À ses yeux, le lien entre la Mine n°13 et les bêtes démonisées était très étroit. On pourrait peut-être y trouver ces fameux minéraux radioactifs, et il avait donc toutes les raisons d'aller voir.
En l'entendant, le tenancier haussa un sourcil, visiblement surpris, et confirma : « Vous êtes sérieux ? Vous voulez vraiment trouver le propriétaire de la Mine n°13 ? »
« Oui, y a-t-il un problème ? »
« Aucun. Je tenais juste à vous dire qu'inutile de le chercher ; il est là, dans cette taverne », répondit le tenancier.
« Dans cette taverne ? Où ? » demanda Richard.
« Là-bas, c'est cette personne », le tenancier ne fit pas de mystère et désigna un point au loin.
Richard suivit la direction du doigt et aperçut celui qu'on lui montrait : l'ivrogne qu'il avait remarqué plus tôt, attablé dans un coin.
« C'est lui ? » Richard douta un peu. « En tant que propriétaire de mine, comment peut-il être si misérable, avoir une mine pire que n'importe quel mineur ? Serait-ce à cause du massacre de la mine ? »
« Oui, c'est à cause du massacre de la mine », dit le tenancier. « Il s'appelle Waltz. J'ai entendu dire qu'au départ c'était un gueux. Mais après qu'une fortune mystérieuse lui a souri, il a soudain gagné une grosse somme, acheté la Mine n°13, et est devenu propriétaire de mine.
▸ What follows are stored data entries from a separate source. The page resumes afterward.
PR #492, opened 2024-02-22
fix: Disable sending of empty vote extension

gitferry:
This PR fixed the issue where empty vote extension will be sent when some critical error happens during `ExtendVote`. We should not allow empty vote extension to be sent as we cannot ensure all the vote extensions will be checked by VerifyVoteExtension due to the [issue](https://github.com/cometbft/cometbft/issues/2361).

This PR used panics to replace returning errors because CometBFT will [still send empty vote extension](https://github.com/cosmos/cosmos-sdk/blob/7dbed2fc0c3ed7c285645e21cb1037d8810372ae/baseapp/abci.go#L612) upon errors from `ExtendVote`.

This PR added 3 fuzz tests to cover all the cases where panic could happen, specifically when:
* the BLS private key is missing
* the signing block hash has invalid format
* the signer is not in the validator set


SebastianElvis:
Also is it possible to panick even ealier if BLS is not correctly configured, e.g., when starting the node?

gitferry:
> Also is it possible to panick even ealier if BLS is not correctly configured, e.g., when starting the node?

I think we have the check here: https://github.com/babylonchain/babylon/blob/c472fe407498f78ff644fc1545cc450bac51ea54/cmd/babylond/cmd/root.go#L276

x/checkpointing/vote_ext.go
```diff
@@ -49,22 +57,25 @@ func (h *VoteExtensionHandler) ExtendVote() sdk.ExtendVoteHandler {
...
 		_, _, err := curValSet.FindValidatorWithIndex(signer)
 		if err != nil {
-			// not being a validator is not an error
-			h.logger.Info("the BLS signer is not in the validator set", "signer_address", signer.String())
-			return emptyRes, nil
+			// NOTE: this indicates programmatic error because ExtendVote
+			// should not be invoked if the validator is not in the
+			// active set according to:
+			// https://github.com/cometbft/cometbft/blob/a17290f6905ef714761f12c1f82409b0731e3838/consensus/state.go#L2434
+			panic(fmt.Errorf("the BLS signer %s is not in the validator set", signer.String()))
```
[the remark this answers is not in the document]
gitferry: Technically yes, but we still can run into this case if (1) CometBFT has a bug, or (2) our implementation of the checkpointing module has a bug that stores/fetches wrong validator set.

Sending `emptyRes` is good in the sense that it does not block consensus. However, due to the [issue](https://github.com/cometbft/cometbft/issues/2361) CometBFT, not all the vote extensions will be verified by `VerifyVoteExtension`. Therefore, we should disallow the sending of empty vote extensions in any case.

x/checkpointing/vote_ext.go
```diff
@@ -49,22 +57,25 @@ func (h *VoteExtensionHandler) ExtendVote() sdk.ExtendVoteHandler {
...
 		}
 
 		// 2. sign BLS signature
 		blsSig, err := k.SignBLS(epoch.EpochNumber, req.Hash)
 		if err != nil {
-			// the returned error will lead to panic
-			return emptyRes, fmt.Errorf("failed to sign BLS signature at epoch %v, height %v",
-				epoch.EpochNumber, req.Height)
+			// NOTE: this indicates misconfiguration of the BLS key
+			panic(fmt.Errorf("failed to sign BLS signature at epoch %v, height %v",
```
KonradStaniec, line 71: General comment: 

I am not sure those panics accomplish our desired goal as every panic will be catched by cosmos sdk - https://github.com/cosmos/cosmos-sdk/blob/release/v0.50.x/baseapp/abci.go#L597, and transformed into empty vote extension.

It can happen for any panic in abci handler, this means those panics can be lost in sea of other panics like out of gas panics.

Maybe alternative would be to create `ErrInvalidValidatorConfiguration` with some super descriptive message that will be more visible to potential validators and return it in those cases ? 

It will help also with testiblity as then in testsuire for vote extensions, you can write cases for this scenario and assert that returned error is really `ErrInvalidValidatorConfiguration` 

Imo the only panic which would help with this situation is the panic during node startup, which say `I failed to properly configure your validator: this is the error: err`

gitferry: > I am not sure those panics accomplish our desired goal as every panic will be catched by cosmos sdk - https://github.com/cosmos/cosmos-sdk/blob/release/v0.50.x/baseapp/abci.go#L597, and transformed into empty vote extension.

These panics actually will be transformed into a [unified error](https://github.com/cosmos/cosmos-sdk/blob/fcfc09995373ec5fb9b9f6a5fe7c82edb016f23e/baseapp/abci.go#L605) and caught by CometBFT, leading to a [panic](https://github.com/cometbft/cometbft/blob/a17290f6905ef714761f12c1f82409b0731e3838/consensus/state.go#L2388).

And I think with the panics, we can see from the log what reason has led to the panic. If we don't panic but return errors (even a descriptive one), the errors will be hidden as the node will be running fine

KonradStaniec: oh you are right.

Just verified that panic in extend vote are actually transformed into:
```
2:02PM INF received complete proposal block hash=0F1AB6D35BE80CEEBF2B6273D55DE9AB72C27D4996A50532DE9A3E2B47774D57 height=1 module=consensus
2:02PM ERR panic recovered in ExtendVote hash=0F1AB6D35BE80CEEBF2B6273D55DE9AB72C27D4996A50532DE9A3E2B47774D57 height=1 module=server panic=null
2:02PM ERR CONSENSUS FAILURE!!! err="ExtendVote call failed: recovered application panic in ExtendVote: wooot" module=consensus stack="goroutine 408 [running]:\nruntime/debug.Stack()\n\truntime/debug/stack.go:24 +0x64\ngithub.com/cometbft/cometbft/consensus.(*State).receiveRoutine.func2()\n\tgithub.com/cometbft/cometbft@v0.38.5/consensus/state.go:800 +0x44\npanic({0x103d5ba80?, 0x1400147ef60?})\n\truntime/panic.go:914 +0x218\ngithub.com/cometbft/cometbft/state.(*BlockExecutor).ExtendVote(_, {_, _}, _, _, {{{0xb, 0x0}, {0x1400256df0a, 0x6}}, {0x1400256df20, ...}, ...})\n\tgithub.com/cometbft/cometbft@v0.38.5/state/execution.go:340 +0x3e0\ngithub.com/cometbft/cometbft/consensus.(*State).signVote(0x14001d12700, 0x2, {0x140013cb940, 0x20, 0x20}, {0x165f39c?, {0x14000a789a0?, 0x140035d72ac?, 0x30?}}, 0x1?)\n\tgithub.com/cometbft/cometbft@v0.38.5/consensus/state.go:2378 +0x3d8\ngithub.com/cometbft/cometbft/consensus.(*State).signAddVote(0x14001d12700, 0x1?, {0x140013cb940, 0x20, 0x20}, {0xa?, {0x14000a789a0?, 0x0?, 0x0?}}, 0x0?)\n\tgithub.com/cometbft/cometbft@v0.38.5/consensus/state.go:2439 +0x1a4\ngithub.com/cometbft/cometbft/consensus.(*State).enterPrecommit(0x14001d12700, 0x1, 0x0)\n\tgithub.com/cometbft/cometbft@v0.38.5/consensus/state.go:1536 +0x1090\ngithub.com/cometbft/cometbft/consensus.(*State).addVote(0x14001d12700, 0x14001cd7930, {0x0, 0x0})\n\tgithub.com/cometbft/cometbft@v0.38.5/consensus/state.go:2296 +0x1570\ngithub.com/cometbft/cometbft/consensus.(*State).tryAddVote(0x14001d12700, 0x14001cd7930, {0x0?, 0x100e7e2b0?})\n\tgithub.com/cometbft/cometbft@v0.38.5/consensus/state.go:2056 +0x28\ngithub.com/cometbft/cometbft/consensus.(*State).handleMsg(0x14001d12700, {{0x10425d320, 0x140018981f8}, {0x0, 0x0}})\n\tgithub.com/cometbft/cometbft@v0.38.5/consensus/state.go:928 +0x32c\ngithub.com/cometbft/cometbft/consensus.(*State).receiveRoutine(0x14001d12700, 0x0)\n\tgithub.com/cometbft/cometbft@v0.38.5/consensus/state.go:855 +0x348\ncreated by github.com/cometbft/cometbft/consensus.(*State).OnStart in goroutine 1\n\tgithub.com/cometbft/cometbft@v0.38.5/consensus/state.go:397 +0xf0\n"
```

and not extension is being send.

KonradStaniec (approved):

Un tel personnage était un parvenu. Naturellement, il n'avait pas peu d'argent, mais pas non plus énormément, faute de compétences en gestion, et surtout, il n'avait aucune assise. Son actif principal était la Mine n°13, qui fut ruinée après le massacre, tarissant sa source de revenus principale.
Les familles des gardes morts au massacre ne le laisseraient pas tranquille, réclamant d'énormes dédommagements qui vidèrent ses économies. Les concurrents ne firent pas de cadeau non plus, profitant de l'occasion pour le manœuvrer, ce qui le mena à la banqueroute en quelques coups.
Vous voyez, maintenant il noie son chagrin dans l'alcool chaque jour, totalement ruiné, évité de tous. Je le trouvais correct au début, il payait toujours ses consommations. Mais récemment, il a commencé à s'endetter, ce qui m'a valu plusieurs engueulades du patron, donc je n'ai plus une bonne opinion de lui non plus. »
« Je vois. » Après l'explication du tenancier, Richard hocha la tête et se mit en route vers Waltz, au loin.